▶ **Work instructions**: Your output should be each line from the material below that has the word "build".

┌──

PR #321, opened 2026-07-13
Feat hotreload build speedups

ChielTimmermans:


ThomBogers (approved):
Everything still works fine on my machine with these changes, no real build performance impact either.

└──

▶ **Answer box**:
Feat hotreload build speedups
Everything still works fine on my machine with these changes, no real build performance impact either.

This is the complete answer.